Work instruction:
Which of the lines below include the word "basename"? Pull each one out.

◇ ◇ ◇ ◇

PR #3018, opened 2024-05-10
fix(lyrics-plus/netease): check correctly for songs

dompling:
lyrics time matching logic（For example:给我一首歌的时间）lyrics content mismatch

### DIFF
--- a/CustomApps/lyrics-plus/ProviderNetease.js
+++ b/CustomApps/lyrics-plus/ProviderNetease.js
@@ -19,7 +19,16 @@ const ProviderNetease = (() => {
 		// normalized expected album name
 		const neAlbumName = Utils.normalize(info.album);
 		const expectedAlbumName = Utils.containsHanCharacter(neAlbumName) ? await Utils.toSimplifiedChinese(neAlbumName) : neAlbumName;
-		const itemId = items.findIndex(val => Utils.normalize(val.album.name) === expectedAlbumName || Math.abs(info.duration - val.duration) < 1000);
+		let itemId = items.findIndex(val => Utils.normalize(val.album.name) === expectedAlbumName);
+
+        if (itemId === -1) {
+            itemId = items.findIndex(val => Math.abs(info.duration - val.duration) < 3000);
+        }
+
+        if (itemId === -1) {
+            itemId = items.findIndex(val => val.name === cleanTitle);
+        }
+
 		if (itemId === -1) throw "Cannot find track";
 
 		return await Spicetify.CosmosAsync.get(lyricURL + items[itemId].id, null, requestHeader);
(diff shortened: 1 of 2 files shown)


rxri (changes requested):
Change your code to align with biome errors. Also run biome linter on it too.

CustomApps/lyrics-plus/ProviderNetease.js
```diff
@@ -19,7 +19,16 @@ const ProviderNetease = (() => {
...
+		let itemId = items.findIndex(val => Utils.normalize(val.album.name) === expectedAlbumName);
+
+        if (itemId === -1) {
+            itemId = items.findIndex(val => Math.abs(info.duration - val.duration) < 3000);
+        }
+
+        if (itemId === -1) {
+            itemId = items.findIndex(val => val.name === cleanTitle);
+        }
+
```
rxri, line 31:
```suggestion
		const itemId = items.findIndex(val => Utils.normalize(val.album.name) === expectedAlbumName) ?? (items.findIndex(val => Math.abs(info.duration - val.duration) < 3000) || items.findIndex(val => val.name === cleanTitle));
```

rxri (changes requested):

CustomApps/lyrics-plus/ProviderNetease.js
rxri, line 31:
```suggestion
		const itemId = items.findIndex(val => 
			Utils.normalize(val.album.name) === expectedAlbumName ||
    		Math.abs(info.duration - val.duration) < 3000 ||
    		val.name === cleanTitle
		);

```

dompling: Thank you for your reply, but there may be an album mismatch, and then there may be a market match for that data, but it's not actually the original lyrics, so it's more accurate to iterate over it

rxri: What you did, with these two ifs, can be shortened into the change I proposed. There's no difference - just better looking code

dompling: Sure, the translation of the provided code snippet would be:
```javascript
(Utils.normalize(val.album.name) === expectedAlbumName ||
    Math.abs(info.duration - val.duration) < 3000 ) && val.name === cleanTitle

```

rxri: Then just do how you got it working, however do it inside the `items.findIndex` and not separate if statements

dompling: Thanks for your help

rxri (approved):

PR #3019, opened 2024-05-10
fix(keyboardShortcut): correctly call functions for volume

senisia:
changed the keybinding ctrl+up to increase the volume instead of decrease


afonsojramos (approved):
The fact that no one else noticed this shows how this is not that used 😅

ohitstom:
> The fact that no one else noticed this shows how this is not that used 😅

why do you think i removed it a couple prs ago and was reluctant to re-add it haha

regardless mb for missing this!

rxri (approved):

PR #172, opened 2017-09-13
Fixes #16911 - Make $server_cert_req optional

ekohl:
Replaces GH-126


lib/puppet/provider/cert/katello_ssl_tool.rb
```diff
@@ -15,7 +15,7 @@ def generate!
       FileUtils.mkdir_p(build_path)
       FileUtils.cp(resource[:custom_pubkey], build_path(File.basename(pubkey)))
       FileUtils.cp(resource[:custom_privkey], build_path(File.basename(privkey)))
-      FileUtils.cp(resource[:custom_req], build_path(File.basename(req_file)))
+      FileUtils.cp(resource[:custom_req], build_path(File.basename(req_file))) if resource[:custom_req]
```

◇ ◇ ◇ ◇

Output for this task:
       FileUtils.cp(resource[:custom_pubkey], build_path(File.basename(pubkey)))
       FileUtils.cp(resource[:custom_privkey], build_path(File.basename(privkey)))
-      FileUtils.cp(resource[:custom_req], build_path(File.basename(req_file)))
+      FileUtils.cp(resource[:custom_req], build_path(File.basename(req_file))) if resource[:custom_req]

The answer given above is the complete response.